Dr. Luis Echegoyen
Luis Echegoyen has been the Robert A. Welch Chair Professor of Chemistry at the University of Texas at El Paso since August, 2010. He was the Director of the Chemistry Division at the National Science Foundation from August, 2006 until August, 2010 where he was instrumental in establishing new funding programs and research centers. He was simultaneously a Professor of Chemistry at Clemson University in South Carolina, where he maintained a very active research program with interests in fullerene electrochemistry, monolayer films, supramolecular chemistry, endohedral fullerene chemistry and electrochemistry; and carbon nanoonions, synthesis, derivatization and fractionation. He served as Chair for the Department of Chemistry at Clemson from 2002 until his NSF appointment. Luis has published 385 research articles and 47 book chapters and his current h index is 70. He was elected Fellow of the American Association for the Advancement of Science in 2003 and has been the recipient of many awards, including the 1996 Florida ACS Award, the 1997 University of Miami Provost Award for Excellence in Research, the 2007 Herty Medal Award from the ACS Georgia Section, the 2007 Clemson University Presidential Award for Excellence in Research, and the 2007 University of Puerto Rico Distinguished Alumnus Award. He was also selected as an ACS Fellow in 2011 and was the first recipient of the ACS Award for Recognizing Underrepresented Minorities in Chemistry for Excellence in Research & Development, also in 2011. Luis is a coveted speaker who has to his record over 410 scientific invited lectures and presentations. He has delivered several named lectureships in places like Northwestern University, Georgia Tech., UC-Riverside and is a member of several international advisory boards, such as the IMDEA-Nanoscience Center in Madrid and Physical Chemistry of Solid Surfaces (PCOSS) Center at Xiamen University in China. He has been the editor in chief of the Journal of Physical Organic Chemsitry, a Wiley publication, since 2010.
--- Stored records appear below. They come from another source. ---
PR #1075, opened 2024-04-14
First attempt

jszymanski97:


src/main/java/practice/StreamPractice.java
```diff
@@ -14,7 +21,20 @@ public class StreamPractice {
...
+                .mapToInt(str -> {
+                    try {
+                        return Integer.parseInt(str);
+                    } catch (NumberFormatException e) {
+                        return 0; // or any other default value
+                    }
+                })
+                .filter(n -> n % 2 == 0)
+                .min();
+        return min.orElseThrow(() -> new RuntimeException("Can't get min value from list: "
```
nowickimj, line 36: You used `NoSuchElementException` in other method - why use different exception here?

src/main/java/practice/StreamPractice.java
```diff
@@ -14,7 +21,20 @@ public class StreamPractice {
      * "Can't get min value from list: < Here is our input 'numbers' >"
      */
     public int findMinEvenNumber(List<String> numbers) {
-        return 0;
+        OptionalInt min = numbers.stream()
```
nowickimj, line 24: You don't need to store this value as a variable - make all calculation in single expression:
```java
return numbers.stream()
  ...
  .min()
  .orElseThrow(() -> ...);
```

src/main/java/practice/StreamPractice.java
```diff
@@ -50,7 +77,12 @@ public List<Person> selectMenByAge(List<Person> peopleList, int fromAge, int toA
      */
     public List<Person> getWorkablePeople(int fromAge, int femaleToAge,
                                           int maleToAge, List<Person> peopleList) {
-        return Collections.emptyList();
+        return peopleList.stream()
+                .filter(p -> (p.getSex() == Person.Sex.WOMAN && p.getAge()
+                        >= fromAge && p.getAge() <= femaleToAge)
+                        || (p.getSex() == Person.Sex.MAN && p.getAge()
+                        >= fromAge && p.getAge() <= maleToAge))
```
nowickimj, line 84: Please make this predicate a variable with proper name to make code clearer - otherwise it's hard to tell what's happening here. You might as well create two predicates and chain them together - readability is more important than micro-optimization.

nowickimj (changes requested):

src/main/java/practice/StreamPractice.java
jszymanski97: This is what both tasks are asking for :D
for "findMinEvenNumber"    it says "If there is no needed data throw RuntimeException with message..."
and for "getOddNumsAverage" says "return the average of all odd numbers from the list or throw NoSuchElementException."

should I stick with NoSuchElementException for both then ? 
@nowickimj

nowickimj: Good catch - task requirements are sacred, let's stick with them :)

nowickimj (approved):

Luis was born in Habana, Cuba in 1951. His family moved to Puerto Rico in 1960, where he spent his formative years. He received a BS in Chemistry and a Ph.D. in Physical Chemistry from the University of Puerto Rico, Río Piedras. He was a post-doctoral fellow at the University of Wisconsin, Madison, and a research scientist at Union Carbide Corporation in Bound Brook, New Jersey. Realizing that his vocation was in academic research and teaching, he returned as Assistant Professor to the University of Puerto Rico in 1977. Luis was invited to serve as Program Officer in the Chemical Dynamics Program at NSF in 1981, and he held a simultaneous Adjunct Associate Professor position at the University of Maryland, College Park during his work at the NSF. He moved to the University of Miami in 1982, where he served as Associate Professor and Professor for 18 years. While at Miami, he took two very rewarding sabbatical leaves: one at Louis Pasteur University in Strasbourg, France in 1990, where he collaborated with Professor Jean-Marie Lehn, and a second one at the ETH in Zurich, Switzerland in 1997, where he worked with Professor François Diederich. Luis maintains active research collaborations with researchers in Spain, Italy, France, Germany, Switzerland, Poland and all across the US. Luis has been continuously funded since the start of his academic career, and is proud to have directed the research of a very large number of undergraduate and graduate students in Puerto Rico, Miami, Clemson and Texas, all of whom have gone on to successful academic, professional, and industrial careers.